I had to write a program to count characters in a file. Here's the working bit of that:
1 2 3 4 5
|
while(infile.good())
{
inchar = infile.get();
++counter;
}
|
To check my work, I ran the program against a reasonably large text file I dl'd from Project Gutenberg. To make sure my count was right, I opened the same file in Ultra Edit... and the counts were not the same. Check this out...
Character Counts:
-----------------
UltraEdit : 770577
notepad++ : 770577
OpenOffice Writer : 737415
C++ : 753996
Convinced I botched it, I wrote a text file of a precise length and ran it again, and sure enough, my count was different. Here is what I think is happening.
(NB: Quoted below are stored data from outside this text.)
PR #4017, opened 2019-05-26
Fev 304 kava UUID

eitanavgil:


modules/KalturaSupport/UiConfResult.php
```diff
@@ -101,11 +101,31 @@ function loadUiConf() {
...
+			$this->addPartnerPublicInfoData();
 		} else {
 			$this->parseUiConfXML( $this->uiConfFile );
 			$this->setupPlayerConfig();
 		}
 	}
+	/**
+	 * Get partner public data - retrieve analyticsPersistentSessionId flag for kAnalony
+	 */
+	public function addPartnerPublicInfoData(){
```
OrenMe: You are adding another blocking http call, are you sure this is what you meant?
Need to consult BE about added latency and about cache-ability, I guess you don't want it...
But if a session is already available in the client side you will still call this service every time, and taking into consideration the fact this is another blocking call again, I think this should be reviewed.

eitanavgil: @OrenMe I consulted BE - they say this is a very simple and quick API call and there is now. I am merging this into my branch (analytics-2.76)  
We need to release this asap so we start collect real data. I will try to apply the local later - we will not merge it to the main branch until we resolve this

PR #4023, opened 2019-06-04
FEV-128 - set interval for updating Q&A timestamp

semarche-kaltura:


kaltura-hooks:
Hi @semarche-kaltura,

modules/QnA/resources/qnaModule.js
```diff
@@ -145,6 +148,13 @@
             },
             destroy: function () {
                 $(this.embedPlayer).unbind(this.bindPostfix);
+                clearInterval(this.intervalId);
+            },
+            initUpdateInterval: function () {
+                // set interval for updating Q&A timestamp
+                this.intervalId = setInterval(() => {
```
eitanavgil: @semarche-kaltura 
mwEmbed does not transpile and we use the code as is, which means that we cannot use ES2016. Lets remove the  fat-arrow implementation

PR #4029, opened 2019-06-24
An 738 bitrate is na n when single flavor

eitanavgil:


modules/KalturaSupport/resources/mw.KWidgetSupport.js
```diff
@@ -858,7 +858,11 @@ mw.KWidgetSupport.prototype = {
 					var flavors = playmanifest.flavors;
 					if ( flavors && flavors.length === 1 ) {
 						srcToPlay = flavors[0].url;
-						deferred.resolve( srcToPlay );
+						if(flavors.length === 1 && flavors[0].bitrate ){
```
OrenMe: You already checked for length===1 two lines above so this is redundant

modules/Hlsjs/resources/hlsjs.js
```diff
@@ -585,6 +592,12 @@
 							'data-assetid': index
 						};
 					});
+
+					// [Oren] should we check this.embedPlayer.isLive() too? any risk for VOD?
```
OrenMe: This is good for both as this will also happen to single bitrate vod entries

modules/KalturaSupport/resources/mw.KWidgetSupport.js
OrenMe: Also, the bitrate here is in kbps IIRC so normalize it already to bps as it comes like this in the manifests

modules/Hlsjs/resources/hlsjs.js
OrenMe: please remove the comment

modules/Hlsjs/resources/hlsjs.js
```diff
@@ -28,7 +28,7 @@
 			/** @type {Number} */
 			mediaErrorRecoveryCounter: 0,
 			playerErrorRecoveryCounter: 0,
-
+			localSingleFlavor : undefined,
```
OrenMe: better use null as undefined is the default for uninitialised members.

C++ reads the newline character as a single character. Looking at the actual value of inchar, I can see that it's 10. But DOS ANSI / ASCII says the newline character is actually 2 characters -- line feed, and carriage return -- 10 and 13 respectively. Similarly, Unix says \n = 10, and Mac says \n = 13.
Sure enough, when I changed my code to this:
1 2 3 4 5 6 7
|
while(infile.good())
{
inchar = infile.get();
++counter;
if(inchar==10)
++counter;
}
|
the count came out to 770577, matching UltraEdit and Notepad++. However, this is not a proper approach, because the file actually was DOS encoded us-ascii when downloaded from Project Gutenberg, meaning the line terminators really were two characters: CR(10) and LF(13). So strictly speaking, UE and notepad++ both had it right, and C++ had it wrong. UE and notepad++ were both consistent with the number of bytes on disk for that text file.
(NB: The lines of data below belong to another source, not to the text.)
PR #4032, opened 2019-07-02
fix(FEV-314): Save button was disabled upon clicking the hint icon

shalommeoded:
Fixed the issue with the Save and Clear button, not appearing when clicking on the "Hint" button

### DIFF
--- a/modules/Quiz/resources/quiz.js
+++ b/modules/Quiz/resources/quiz.js
@@ -557,6 +557,7 @@
                     $(".close-button")
                     .click(function () {
                         interfaceElement.find(".open-question-textarea").val(holdAnswer);
+                        interfaceElement.find("#open-question-clear,#open-question-save").removeAttr("disabled");
                     })
                 });
             });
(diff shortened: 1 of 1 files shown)


shalommeoded:
@eitanavgil 
Fixed that issue

modules/Quiz/resources/quiz.js
```diff
@@ -557,6 +557,10 @@
                     $(".close-button")
                     .click(function () {
                         interfaceElement.find(".open-question-textarea").val(holdAnswer);
+                        interfaceElement.find(".open-question-chars .chars").text(holdAnswer.length);
+                        if (holdAnswer.length !== 0) {
+                            interfaceElement.find("#open-question-clear,#open-question-save").removeAttr("disabled");
```
eitanavgil: @shalommeoded - looks better. 
Have you tested that also when you visit an answer that was already submitted? (like  when you are reviewing the answer and cannot re-answer it)

shalommeoded: Yes and also when you have already answered, the UI will change from `Clear` and `Submit` to
`Change answer`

Using the feature in UltraEdit, I changed the line terminators in the file to Unix (ascii 10). This changed the actual size of the file on disk from 753K to 737K. I ran the C++ program again, this time using the first version of the C++ program. The C++ program reported the same character count (753996) as before, and this time both UE and notepad++ reported 753996 characters -- same as the C++ program. This also made the file practically unreadable in Windows notepad.exe.
What's interesting about this is that even though the byte count of the file was physically reduced and evidenced by the difference in file size, C++ reported it the same. So as far as C++ is concerned \n might be 10, or 13, or 10
and 13. To C++, it's still one character, even if it's physically two bytes.
OpenOffice.org Writer, meanwhile, doesn't count the newline at all, and so was 16581 characters different than the actual byte count on disk. In fact, when I tried to open the Unix-formatted file, OpenOffice.org Writer didn't know what to do with it, and decided to import it as a delimited spreadsheet! (UE and notepad++ both handled the file without a problem.)
This is not an earthshaking discovery, but I thought it was interesting. Maybe some other newbies will also when they attempt to write their character counting program.